• _EXERCISE PROMPT_
Copy each line that includes the string "files" from the material into your answer.

• _EXTRACTED INFORMATION_
______________________________
PR #161, opened 2023-05-22
Add object saving to uasset on disk

Tadinu:
* `URRAssetUtils`: Add SaveObjectToAsset()/SaveObjectToAssetInModule()
* `URRGameSingleton`
   - InitializeResources() Also load skeletal objects (mesh, skeleton, physics assets) from uasset files
   - Made `RequestResourceLoading()` template to apply for generic resource data type
* `URRStaticMeshComponent::CreateMeshBody()` save generated static mesh to uasset to avoid dynamic creation later

### DIFF
--- a/Source/RapyutaSimulationPlugins/Public/Core/RRAssetUtils.h
+++ b/Source/RapyutaSimulationPlugins/Public/Core/RRAssetUtils.h
@@ -18,6 +18,7 @@
 
 #if WITH_EDITOR
 #include "AssetToolsModule.h"
+#include "IAssetTools.h"
 #endif
 
 // RapyutaSim
--- a/Source/RapyutaSimulationPlugins/Public/Core/RRAssetUtils.h
+++ b/Source/RapyutaSimulationPlugins/Public/Core/RRAssetUtils.h
@@ -13,6 +13,8 @@
 #include "Kismet/BlueprintFunctionLibrary.h"
 #include "Materials/Material.h"
 #include "PhysicalMaterials/PhysicalMaterial.h"
+#include "UObject/Package.h"
+#include "UObject/SavePackage.h"
 
 #if WITH_EDITOR
 #include "AssetToolsModule.h"
@@ -22,6 +24,7 @@
 #endif
 
 // RapyutaSim
+#include "Core/RRObjectCommon.h"
 #include "RapyutaSimulationPlugins.h"
 
 #include "RRAssetUtils.generated.h"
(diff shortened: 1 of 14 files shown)


Source/RapyutaSimulationPlugins/Public/Core/RRGameSingleton.h
```diff
@@ -26,6 +27,28 @@
 
 #include "RRGameSingleton.generated.h"
 
+template<const ERRResourceDataType InDataType>
```
yuokamoto, line 30: is this a standard way to define typenamne?

Tadinu: I suppose so, `using` as introduced since c++11 is favored over `typedef`
https://www.geeksforgeeks.org/cpp-using-vstypedef
https://www.nextptr.com/tutorial/ta1193988140/how-cplusplus-using-or-aliasdeclaration-is-better-than-typedef

Tadinu: Yeap, `InDataType` is non-type template parameter https://en.cppreference.com/w/cpp/language/template_parameters#:~:text=a%20non%2Dtype%20template%20parameter%3B
Besides, `using` as introduced since c++11 is favored over `typedef`
https://www.geeksforgeeks.org/cpp-using-vstypedef
https://www.nextptr.com/tutorial/ta1193988140/how-cplusplus-using-or-aliasdeclaration-is-better-than-typedef

Source/RapyutaSimulationPlugins/Public/Core/RRGameSingleton.h
```diff
@@ -103,30 +97,100 @@ class RAPYUTASIMULATIONPLUGINS_API URRGameSingleton : public UObject
...
     static constexpr const TCHAR* ASSETS_PROJECT_MODULE_NAME = TEXT("Game/RapyutaContents");
-    
+
     /**
-     * @brief Get the Assets Base Path object. 
+     * @brief Get name prefix of asset
+     * @param InDataType
+     * @sa [Asset naming convention](https://docs.unrealengine.com/5.2/en-US/recommended-asset-naming-conventions-in-unreal-engine-projects)
+     */
+    FORCEINLINE static constexpr const TCHAR* GetAssetNamePrefix(const ERRResourceDataType InDataType)
```
chalice-graeme, line 109: We should document in the README that these conventions are required.

Source/RapyutaSimulationPlugins/Public/Core/RRAssetUtils.h
```diff
@@ -343,20 +387,18 @@ class RAPYUTASIMULATIONPLUGINS_API URRAssetUtils : public UBlueprintFunctionLibr
...
 
-        // 2- Create package for the class asset
-        FString packageName = FString::Printf(TEXT("/Game/Blueprints/%s"), *InClassName.ToString());
-        FString assetName;
-        assetToolsModule.Get().CreateUniqueAssetName(packageName, TEXT(""), packageName, assetName);
-        UPackage* package = CreatePackage(*packageName);
-        check(package);
+        // 2- Create blueprint package for the class asset
+        const FString bpClassName = FString::Printf(TEXT("BP_%s"), *InClassName.ToString());
+        FString bpPackageName = FString::Printf(TEXT("/Game/Blueprints/%s"), *bpClassName);
```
______________________________
• _EXERCISE RESPONSE_
   - InitializeResources() Also load skeletal objects (mesh, skeleton, physics assets) from uasset files
(diff shortened: 1 of 14 files shown)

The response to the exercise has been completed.